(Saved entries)
_ _ _ _

PR #603, opened 2024-01-22
Topdown receipt

cryptoAtwill:
Handing top down message receipt insertion. The idea is as follows:

When top down messages are executed, the contract exposes a `applyMsgWithRet` method that returns (bool hasReturn, ApplyRet ret) tuple. Some message does not have return receipts, so we don't handle receipt insertion. If there are return receipts, we will call `sendReceipt` method in the contract to insert the receipt. It is also possible the message execution fails at the vm, which will not be caught by the contract. In this case, it is handled directly by fendermint.

Note that for bottom up, the receipt is not handled at all, at least at the current stage. This is because the parent is running lotus, which we cannot insert the receipt at the vm level. Hence, we are still using the previous contract execution receipt handling logic.


contracts/src/structs/CrossNet.sol
```diff
@@ -104,3 +104,12 @@ struct ReceiptMsg {
     // TODO: In the future we may include here events and other
     // feedback information.
 }
+
+struct ApplyMsgRet {
+    /// The ret bytes from message execution
```
dnkolegov, line 109: What is ret?

I think naming can be improved here. For me, even the comment "The ret bytes from message execution" says not much. Probably, ret is returned?

contracts/src/gateway/router/XnetMessagingFacet.sol
```diff
@@ -29,4 +29,28 @@ contract XnetMessagingFacet is GatewayActorModifiers {
     function applyCrossMessages(IpcEnvelope[] calldata crossMsgs) external systemActorOnly {
         LibGateway.applyMessages(s.networkName.getParentSubnet(), crossMsgs);
     }
+
+    /// @notice Applies top-down cross-net message locally one by one.
```
dnkolegov, line 33: This description does not tell what `ret` is but `ret` is in the name of the method.

dnkolegov (commented):
My main concern here is naming and descriptions of the functions.

contracts/src/structs/CrossNet.sol
cryptoAtwill: sounds good, will do so. I used `ret` because it's in the source code. I will make it more expressive.

contracts/binding/src/lib.rs
```diff
@@ -2,25 +2,33 @@
 #[macro_use]
 mod convert;
 #[allow(clippy::all)]
-pub mod i_diamond;
+pub mod checkpointing_facet;
 #[allow(clippy::all)]
-pub mod diamond_loupe_facet;
+pub mod cross_msg_helper;
```
aakoshh, line 7: @cryptoAtwill something on your end still formats this code into alphabetical ordering. Is that because you manually open and save this file, or is there something else at play? Could it be something that explains why we couldn't get a deterministic build?

contracts/src/gateway/router/XnetMessagingFacet.sol
```diff
@@ -29,4 +29,28 @@ contract XnetMessagingFacet is GatewayActorModifiers {
...
+    ///         This is invoked by IPC nodes when drawing messages from their parent
+    ///         subnet for local execution. That's why the sender is restricted to the system sender,
+    ///         because this method is implicitly invoked by the node during block production.
+    /// @dev It requires the caller to be the system actor.
+    /// @param crossMsg The cross-network message to be applied.
+    function applyMsgWithRet(
+        IpcEnvelope calldata crossMsg
+    ) external systemActorOnly returns (bool hasReturn, ApplyMsgRet memory) {
```
aakoshh, line 41: Just so I understand: `hasReturn` indicates that the second member is not a default value?

contracts/binding/src/lib.rs
cryptoAtwill: what I did was `make compile-abi`, `make rust-binding` and `cargo fmt`. Is it because the contract changed that's causing this?

contracts/src/gateway/router/XnetMessagingFacet.sol
```diff
@@ -29,4 +29,28 @@ contract XnetMessagingFacet is GatewayActorModifiers {
...
+    /// @notice Sends a receipt from the execution of a cross-message.
+    /// Only `Call` messages trigger a receipt. Transfer messages should be directly
+    /// handled by the peer client to return the funds to the from address in the
+    /// failing network. This should be only called for top-down message execution.
+    function sendReceipt(
+        IpcEnvelope calldata originalCrossMsg,
+        bool success,
+        bytes memory ret
+    ) external systemActorOnly {
+        LibGateway.sendReceipt(originalCrossMsg, success, ret);
```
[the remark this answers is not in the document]
cryptoAtwill: that's the original implementation, but that wont catch the vm errors, which is not handled by the contract.

contracts/src/lib/LibGateway.sol
```diff
@@ -416,6 +416,100 @@ library LibGateway {
...
+    /// This function assumes that the relevant funds have been already minted or burnt
+    /// when the top-down or bottom-up messages have been queued for execution.
+    /// This function is not expected to revert. If a controlled failure happens, a new
+    /// cross-message receipt is propagated for execution to inform the sending contract.
+    /// `Call` cross-messages also trigger receipts if they are successful.
+    /// @dev this method differs from `applyMsg` as it returns the return data to the caller
+    ///      instead of saving it. The vm will insert the ret back into the contract.
+    ///      At the current stage, we only call this method in top-down
+    ///      message execution. In bottom-up, the execution of cross net messages happens in 
+    ///      the parent, which most likely, we have no access to its vm execution
```
aakoshh, line 429: Why can't we handle it the same way in both cases? How does it work with Lotus?

contracts/src/lib/LibGateway.sol
```diff
@@ -416,6 +416,100 @@ library LibGateway {
...
+            applyRet = ApplyMsgRet({
+                crossMsg: crossMsg,
+                success: false,
+                ret: abi.encodeWithSelector(InvalidCrossMsgDstSubnet.selector)
+            });
+            return (true, applyRet);
+        }
+
+        // The first thing we do is to find out the directionality of this message and act accordingly,
+        // incrasing the applied nonces conveniently.
```
aakoshh, line 445:
```suggestion
        // increasing the applied nonces conveniently.
```

contracts/src/lib/LibGateway.sol
cryptoAtwill: There are cases of "vm" errors which are not thrown in the contract, so receipt will not be available in the contract and cannot be committed.

contracts/src/lib/LibGateway.sol
```diff
@@ -416,6 +416,100 @@ library LibGateway {
...
+            // The value carried in top-down messages locally maps to the native coin, so we pass over the
+            // native supply source.
+            supplySource = SupplySourceHelper.native();
+        }
+
+        // If the crossnet destination is NOT the current network (network where the gateway is running),
+        // we add it to the postbox for further propagation.
+        // Even if we send for propagation, the execution of every message
+        // should increase the appliedNonce to allow the execution of the next message
+        // of the batch (this is way we have this after the nonce logic).
```
aakoshh, line 490:
```suggestion
        // of the batch (this is why we have this after the nonce logic).
```

contracts/src/lib/LibGateway.sol
```diff
@@ -416,6 +416,100 @@ library LibGateway {
...
+        if (!crossMsg.to.subnetId.equals(s.networkName)) {
+            bytes32 cid = crossMsg.toHash();
+            s.postbox[cid] = crossMsg;
```
aakoshh, line 493: How do you know what to pick up from the postbox later?

contracts/src/lib/LibGateway.sol
```diff
@@ -416,6 +416,100 @@ library LibGateway {
...
+            return (
+                false,
```
aakoshh, line 495: If this is `false`, why not return the default `applyRet`?

contracts/src/structs/CrossNet.sol
```diff
@@ -104,3 +104,12 @@ struct ReceiptMsg {
...
+    bytes ret;
+    /// Whether the execution is successful
+    bool success;
+    /// The cross net message executed
+    IpcEnvelope crossMsg;
```
aakoshh, line 114: Is this returned so as not to have to clone the message when calling this?

cryptoAtwill: reason for this is that there are inplace modification to the crossmsg, so I cannot just use the original one. Maybe I should add a comment for this.

fendermint/vm/interpreter/src/fvm/state/fevm.rs
```diff
@@ -64,6 +64,10 @@ pub struct ContractCallerReturn<T> {
 
 impl<T: Detokenize> ContractCallerReturn<T> {
     pub fn into_decoded(self) -> anyhow::Result<T> {
+        self.decoded_ret()
+    }
+
+    pub fn decoded_ret(&self) -> anyhow::Result<T> {
```
aakoshh, line 70:
```suggestion
        self.decoded()
    }

    pub fn decoded(&self) -> anyhow::Result<T> {
```

If we already call it `into_decoded` and the only difference is whether it takes `self` or `&self` then I don't see a reason to introduce a different name what this can be turned into.

fendermint/vm/interpreter/src/fvm/state/ipc.rs
```diff
@@ -263,16 +275,50 @@ impl<DB: Blockstore> GatewayCaller<DB> {
...
+
+    fn apply_cross_msg(
+        &self,
+        state: &mut FvmExecState<DB>,
+        msg: xnet_messaging_facet::IpcEnvelope,
+        final_ret: &mut TopDownApplyRetAggregator,
+    ) -> anyhow::Result<()> {
+        let (msg, success, ret) = match self
+            .xnet
+            .call_with_return(state, |c| c.apply_msg_with_ret(msg.clone()))
```
aakoshh, line 297: If you have to clone here anyway so that you can still access `msg` in the error case, then I really don't see why `cross_msg` is returned with the result. Can it be different from the input?

fendermint/vm/interpreter/src/fvm/state/ipc.rs
```diff
@@ -323,3 +369,51 @@ pub fn tokens_to_burn(msgs: &[gateway_getter_facet::IpcEnvelope]) -> TokenAmount
...
+
+    is_appending_events: bool,
+    is_adding_gas: bool,
+}
+
+impl TopDownApplyRetAggregator {
+    pub fn default(ret: FvmApplyRet) -> Self {
+        Self {
+            final_return: ret,
+            is_appending_events: false,
```
aakoshh, line 386: Why is this `false` by default/

fendermint/vm/interpreter/src/fvm/state/ipc.rs
```diff
@@ -263,16 +275,50 @@ impl<DB: Blockstore> GatewayCaller<DB> {
...
+                final_ret.agg_return(v.into_return());
+
+                if !has_return {
+                    return Ok(());
+                }
+
+                (apply_ret.cross_msg, apply_ret.success, apply_ret.ret)
+            }
+            Err(e) => {
+                let ret = ethers::abi::encode(&[Token::String(e.to_string())]);
```
aakoshh, line 311: This `e` is the failure case of the `anyhow::Result`, right? I don't think you should use `e.to_string()` for sending back via ledger what happened to the contract. It won't be deterministic for many reasons:
* It's whatever `anyhow` decides to format the errors as
* Another non-Rust implementation, or Rust but not using this library, will have something completely different
* The concrete value returned by `call_with_return` (ie. `bail!("failed to execute contract call to {}:\ncode: {}\nerror: {:?}\ninfo: {}"`) was meant for a readable error in the logs, not as a programmatically accessible error. 

If you want to send back something, you should look at `try_call_with_ret` which returns a `CallError` if things go wrong, which contains the exit code and failure info, which should be deterministic. This is wrapped in `Ok(Err(...))` - if the outer `Ok` is an `Err` then the whole invocation failed and there's nothing to send back.

So, I reckon what you send back has to be similar to what you receive from the FVM: an exit code, a (potentially empty) returned bytes, and the separate failure info. Don't do anything to these if you want them to be deterministic.

aakoshh: This is why it would be good if the host wasn't involved in the _ack_ handling: if it's all handled within Solidity then there is little that can be non-deterministic about it.

contracts/binding/src/lib.rs
aakoshh: Aha, probably the `cargo fmt` part does it. It's not done by `make` at any point (my editor does it on save), and the generated source is deliberately [ignored](https://github.com/consensus-shipyard/ipc/blob/main/rustfmt.toml#L4) during format checks. 

Yes if you have any change in the contracts then you will get a completely fresh `lib.rs`; on my machine it's left as-is, the modules are in the order of appearance in `build.rs`. So when I build stuff, it will undo your changes, and because I don't use `cargo fmt`, we'll flip between ordered and unordered modules.

contracts/src/gateway/router/XnetMessagingFacet.sol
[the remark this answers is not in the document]
aakoshh: What's a VM error, why does it need catching? If the FVM fails, we don't want to send receipts anyway AFAIU. 

Here's how I thought the Solidity method would work:
* We have a single Solidity method to execute a whole batch of messages (or just one with a MMR proof, whatever)
* The Solidity method does the delegation or whatever trick it needs to do to actually process the message and gets the result. 
* It emits an event about which message was executed, to make it easy for clients to monitor the execution and outcome of cross messages.
* It can also insert an ack message if that's how you want to send results back. 

This way you don't have to aggregate multiple `ApplyRet` into a single one to sum up the gas costs, nor do you have to accumulate events: there is 1 call to the FVM all succeeding or failing together on the VM level (eg. if the relayer itself cannot cover the gas cost), with as many events about the outcomes as there are messages in the batch. 

You may or may not want to count the gas cost of the application of finality.

contracts/src/lib/LibGateway.sol
aakoshh: I have some recollection that we discussed once that it was tricky to reason about how to handle VM errors when a topdown "checkpoint" is handled as 3 independent transactions:
* the commitment of the parent finality
* the storing of the validator changes
* the execution of top-down messages

That is, it's not at all clear what it should mean if the first two succeed but the third fails.

As I understand this PR wants to skip failing messages one by one, even if they fail for unknown reasons. Another approach which IIRC I recommended was to have a single method to do everything, and fail or succeed atomically; if any of the three aspects fail, the entire proposed top-down execution fails, and we can try again later once we fixed the bug or something. 

It ain't pretty, but better than a partial execution which cannot be retried.

contracts/src/lib/LibGateway.sol
```diff
@@ -416,6 +416,100 @@ library LibGateway {
...
+        } else if (applyType == IPCMsgType.TopDown) {
+            // Note: there is no need to load the subnet, as a top-down application means that _we_ are the subnet.
+            if (s.appliedTopDownNonce != crossMsg.nonce) {
+                return (true, ApplyMsgRet({
+                    crossMsg: crossMsg,
+                    success: false,
+                    ret: abi.encodeWithSelector(InvalidCrossMsgNonce.selector)
+                }));
+            }
+            s.appliedTopDownNonce += 1;
```
aakoshh, line 479: It's still not clear to me what these "vm" errors that we're supposed to handle by doing things in the host should be, and how they should work for example with this nonce. 

For example I see that we adjust the nonce, then execute, returning whether the Solidity sub-transaction was successful or not. This is good, the next message can be handled and it should match the next nonce, all is well. However, what happens if we encounter this "vm" error? I assume it means the nonce was _not_ executed in those cases, so even if the host sends the next message, it will fail the nonce check, no?

raulk (changes requested):
Pardon me if I get some of this wrong, but:

1. We shouldn't be creating a new Solidity method. What is it needed for? Unless I'm mistaken, nothing continues using `applyMsg`.
2. The call should be handled entirely _inside_ Solidity -- IMO there is no reason to pull this out to the client. Inside the former `applyMsg`, you would need to use a [low-level Solidity call](https://medium.com/@anunobi31/understanding-low-level-calls-in-solidity-call-50100c725592) to the destination, packing the calldata to ensure you're calling the 
**IPC entrypoint method**. The low-level call already returns whether the call was successful or not. If the call is unsuccessful, the return data will contain the error compliant with the Solidity call convention. You can aggregate receipts in Solidity and commit them for dispatch.

I'm reading in review threads that the justification to do all this work in the client is to deal with some mysterious "vm error". Could you explain what you're referring to?

raulk:
I was curious if there are any edge cases or obscure corners where the low-level Solidity call itself would revert, so I asked ChatGPT. Pasting the answer here for everyone's benefit as it does an oustanding job in explaining the more general mechanics of this mechanism:

> # Low-Level Solidity Calls Revert
> 
> #### You:
> Can a low-level Solidity call revert?
> 
> #### ChatGPT:
> Yes, a low-level Solidity call can revert. In Solidity, a low-level call refers to using the `.call()`, `.delegatecall()`, or `.staticcall()` methods. These methods interact with other contracts or addresses in a more manual and less abstracted way compared to high-level contract interactions.
> 
> Here are some key points about low-level calls and reverts:
> 
> 1. **Control Over Reverting**: When you make a low-level call (like `someAddress.call(abi.encodeWithSignature("someFunction", arg1, arg2))`), you have more control over whether to revert the transaction or not. A low-level call returns two values: a boolean indicating success or failure, and the returned data from the call. You can decide to revert the transaction based on the boolean value.
> 
> 2. **No Automatic Reverts**: Unlike high-level calls (which automatically revert the entire transaction when the called function fails), low-level calls do not automatically revert the transaction. If the call fails, it's up to you to handle the failure in your contract code, for example, by using `require(success, "Call failed")`.
> 
> 3. **Error Handling**: Low-level calls are often used for more advanced error handling in Solidity. Since they allow you to directly access the success or failure of the call, you can implement custom logic depending on the outcome of the interaction.
> 
> 4. **Use Cases**: These calls are useful in scenarios where you might want to interact with a contract that might not exist, or if you want to handle failures in a specific way without reverting the entire transaction.
> 
> 5. **Gas Forwarding**: Low-level calls allow you to control how much gas is forwarded to the called contract. This can be important in some scenarios, especially when dealing with unknown contracts or executing complex operations.
> 
> 6. **Security Considerations**: Using low-level calls requires careful consideration and understanding of the implications, as they can lead to security vulnerabilities if not used properly, such as reentrancy attacks or unexpected failures.
> 
> Overall, low-level calls in Solidity offer more control and flexibility at the cost of requiring more careful management and understanding of potential risks and behaviors.
> 
> 
> #### You:
> You open your answer stating a firm "yes". You then provide scenarios where a low-level Solidity call can allow me to _handle_ reverts from the callee. Unfortunately, you do not outline any scenarios in which the low-level Solidity call **itself** would revert. Please correct your answer accordingly.
> 
> #### ChatGPT:
> You are correct in pointing out the need for clarification. In the context of whether the low-level Solidity call itself can revert, the answer is nuanced:
> 
> 1. **Direct Cause of Reversion**: A low-level call itself (using `.call`, `.delegatecall`, or `.staticcall`) does not inherently cause a revert. These methods are designed to return a boolean value indicating success or failure, along with the return data. They are specifically used because they don't automatically throw an exception (revert the transaction) if the called function fails or doesn't exist.
> 
> 2. **Handling Failure**: If the low-level call fails (e.g., the called function doesn't exist, or there's not enough gas), the call returns `false` as the success indicator. It is then up to the caller to decide how to handle this. The caller can choose to revert the transaction based on this failure by using a statement like `require(success, "Call failed")`. In this scenario, it is not the low-level call that reverts, but rather the caller's decision to revert based on the failure.
> 
> 3. **Circumstances Leading to Revert**: While the low-level call itself does not revert, certain circumstances in the broader context of the call can lead to a revert. For example, if the low-level call results in an out-of-gas situation, or if there's an invalid operation in the called code, the Ethereum Virtual Machine (EVM) will revert the transaction. However, these are effects of the execution environment and the called code, not the low-level call mechanism itself.
> 
> 4. **Gas Limitation**: If you send a low-level call with an explicit gas limit (like `someAddress.call.gas(gasAmount)(...)`) and the execution requires more gas than the amount provided, the call will fail, but it won't revert unless you handle the failure and explicitly revert.
> 
> In summary, a low-level Solidity call, in and of itself, is designed not to revert but to return a success flag that must be checked by the caller. The caller can then decide to revert based on this result. Reverts associated with low-level calls are generally due to how they are handled in the calling contract or due to execution issues like out-of-gas within the EVM during the call's execution.
>

raulk:
(Sorry, I closed accidentally!)

contracts/src/lib/LibGateway.sol
cryptoAtwill: good call, I copied the previous implementation, probably this is a separate issue.

cryptoAtwill:
@raulk The "vm errors" are errors from the environment or the vm, like out of gas. There is also a slack thread that discussed this as well, I'll share it here for context: https://filecoinproject.slack.com/archives/C04JR5R1UL8/p1705656349698669

raulk:
Top-down messages are executed as an implicit messages with unlimited gas. There is currently nothing that's setting a per-message gas limit. (Obviously this is not the final solution). I don't see why one can get an out of gas under this circumstance?

raulk:
Re: preflight checks, these are related to the sender, balance, inclusion gas, balance, etc. None of these are relevant in our case, so I think the original assumption was misguided.

PR #606, opened 2024-01-23
Address review comments for #599 + refactors

raulk:
## In the SDK contract

- Removes timeout features.
- Dispatches to internal virtual methods.
- Adds Ownable.
- Various refactors.

## In IPC contracts

- Return the committed envelope when sending a xnet message so we can compute the message ID (hash).
- In `sendContractXnetMessage`, set the sender implicitly instead of trusting whatever is passed.
- Turn `CallMsg#method` into a general `bytes` type so it can support calls to built-in actors in the future (uint64 method number).

## TODO

> To be handled in follow-up PRs.

- [x] Remove the usage of `CallMsg` as a message payload for `IpcMsgKind#Transfer`; it's entirely redundant.
- [ ] In `sendContractXnetMessage`, stop using `IpcEnvelope` as the parameter and instead take `to` and `callMsg` only, using the passed-in value.
- [ ] Consolidate the many `InvalidCrossMsg*` errors into a single `InvalidXnetMessage(string reason)`.
- [ ] Move the `IpcHandler` interface to a `shared` package, so that the IPC contracts are not accessing the SDK.
- [x] Adjust tests that are sending `IpcMsgKind#Transfer` message kinds through `sendContractXnetMessage`.
- [ ] Rename `IpcMsgKind#Transfer` to `IpcMsgKind#SystemTransfer`, to make it clear that these are system generated messages.
- [ ] Rename `IpcMsgKind#Call` to `IpcMsgKind#ActorCall` to represent that this is a call originating in an actor.


contracts/src/lib/CrossMsgHelper.sol
```diff
@@ -172,42 +171,13 @@ library CrossMsgHelper {
...
-    ) public pure returns (IpcEnvelope memory ret) {
-        if (crossMsg.kind == IpcMsgKind.Call || crossMsg.kind == IpcMsgKind.Transfer) {
-            crossMsg.message = abi.encode(message);
-            return crossMsg;
-        }
-
-        // Cannot set IPCMsg for the wrong kind
-        revert InvalidCrossMsgKind();
-    }
-
```
raulk, line 210: These methods are only used in tests, so I moved them to the tests. The lesser unused code we have in production contracts, the lesser the attack surface.

contracts/src/structs/CrossNet.sol
```diff
@@ -70,37 +70,37 @@ struct IpcEnvelope {
...
     // uint256 gasLimit;
 }
 
 /// @notice Message format used for `Transfer` and `Call` messages.
-struct IpcMsg {
-    /// @dev abi.encoded method being called by the contract.
-    bytes4 method;
+struct CallMsg {
+    /// @dev Target method. A bytes4 function selector for EVM/Solidity targets, or a uint64 for Wasm actors.
+    bytes method;
```
raulk, line 91: Note this.

contracts/test/integration/GatewayDiamond.t.sol
```diff
@@ -1161,9 +1140,9 @@ contract GatewayActorDiamondTest is Test, IntegrationTestBase {
 
         IpcEnvelope[] memory msgs = new IpcEnvelope[](10);
         for (uint64 i = 0; i < 10; i++) {
-            msgs[i] = TestUtils.newTransferCrossMsg(
+            msgs[i] = TestUtils.newXnetCallMsg(
                 IPCAddress({subnetId: subnetId, rawAddress: FvmAddressHelper.from(caller)}),
-                IPCAddress({subnetId: gwGetter.getNetworkName(), rawAddress: FvmAddressHelper.from(caller)}),
+                IPCAddress({subnetId: gwGetter.getNetworkName(), rawAddress: FvmAddressHelper.from(vm.addr(100 + i))}),
```
raulk, line 1145: This change was needed because we were previously transferring to the subnet actor. We are now _calling_ instead of _transferring_, which calls the target address on the `handleIpcCall` method. Since the subnet actor didn't have that method, it failed. We now call an Eth account, and everyone is happy.

contracts/test/integration/L2GatewayDiamond.t.sol
```diff
@@ -41,9 +41,9 @@ contract L2GatewayActorDiamondTest is Test, L2GatewayActorDiamond {
 
         IpcEnvelope[] memory topDownMsgs = new IpcEnvelope[](n);
         for (uint64 i = 0; i < n; i++) {
-            topDownMsgs[i] = TestUtils.newTransferCrossMsg(
+            topDownMsgs[i] = TestUtils.newXnetCallMsg(
                 IPCAddress({subnetId: id, rawAddress: FvmAddressHelper.from(address(this))}),
-                IPCAddress({subnetId: id, rawAddress: FvmAddressHelper.from(receipient)}),
+                IPCAddress({subnetId: gwGetter.getNetworkName().getParentSubnet(), rawAddress: FvmAddressHelper.from(receipient)}),
```
raulk, line 46: Xnet calls to the same subnet are invalid.

contracts/src/gateway/GatewayMessengerFacet.sol
```diff
@@ -20,39 +21,59 @@ contract GatewayMessengerFacet is GatewayActorModifiers {
...
+        IpcEnvelope calldata envelope
+    ) external payable returns (IpcEnvelope memory committed) {
         if (!s.generalPurposeCrossMsg) {
             revert MethodNotAllowed(ERR_GENERAL_CROSS_MSG_DISABLED);
         }
 
-        // we prevent the sender from being an EoA.
+        // TODO: consolidate all these error types into an error InvalidXnetMsg(string reason).
+        //
+        // We prevent the sender from being an EoA.
```
dnkolegov, line 42: To my knowledge, it is not possible to reliably prevent this.

contracts/sdk/IpcContract.sol
```diff
@@ -1,151 +1,112 @@
...
-            IpcEnvelope memory originalMsg = inFlightMsgs[ackMsg.id];
+        if (envelope.kind == IpcMsgKind.Call) {
+            CallMsg memory call = abi.decode(envelope.message, (CallMsg));
+            return _handleIpcCall(envelope, call);
+        } else if (envelope.kind == IpcMsgKind.Receipt) {
+            ResultMsg memory result = abi.decode(envelope.message, (ResultMsg));
+
+            // Recover the original message.
+            // If we were not tracking it, or if some details don't match, refuse to handle the receipt.
+            IpcEnvelope storage orig = inflightMsgs[result.id];
```
dnkolegov, line 48: There is no ay input validation for ID. ID is controlled by the sender.
Is it sufficient to check `keccak256(abi.encode(envelope.from)) != keccak256(abi.encode(orig.to))` ?

dnkolegov (approved):

contracts/sdk/IpcContract.sol
raulk: What kind of input validation would make sense here? This method can only be invoked by the owner.

contracts/src/gateway/GatewayMessengerFacet.sol
raulk: In which cases the check below would pass if the sender was a contract? (Note that the sender must exist, so it's either an Eth Account, EVM smart contract, or another built-in actor).

dnkolegov: That is a very interesting and arguable question in the community. The classic example is code in the constructor.

contracts/sdk/IpcContract.sol
dnkolegov: I thought about removing arbitrary messages

contracts/src/gateway/GatewayMessengerFacet.sol
raulk: I suspect you're referring to the case where a contract A _under construction_ calls another contract B in its constructor, which then enquires if A is an EOA or a contract based on A's code length. In that case, I think the EVM will report code length = 0 because the EVM bytecode is still being generated. This will give B the impression that A is an EOA. However, I don't see that edge case affecting us here in deleterious ways. We can document the exception that a contract under construction will be prevented from sending xnet messages?

contracts/sdk/IpcContract.sol
raulk: Could you elaborate further? I don't follow you.

raulk:
I've removed the `CallMsg` payload for `IpcMsgKind.Transfer` messages. 
- It was invariably being set to `CallMsg { method: METHOD_SEND (0), params: EMPTY_BYTES }`.
- It carried no additional information than what the envelope carries already (it was entirely redundant). Both the method number and the params were ignored everywhere. In fact, the method number was _actually incorrect_, since performing a Solidity transfer does not call method 0 on the chain, but actually InvokeEVM.
- We now have a clean 1:{0,1} mapping between message different message kinds and inner message types.
	- Transfer => none
	- Call => CallMsg
	- Result => ResultMsg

_ _ _ _

#### [Task requirements]
Give the number of lines in the records where the word "true" shows up. Nothing else belongs in the reply.

#### [Output of the task]
2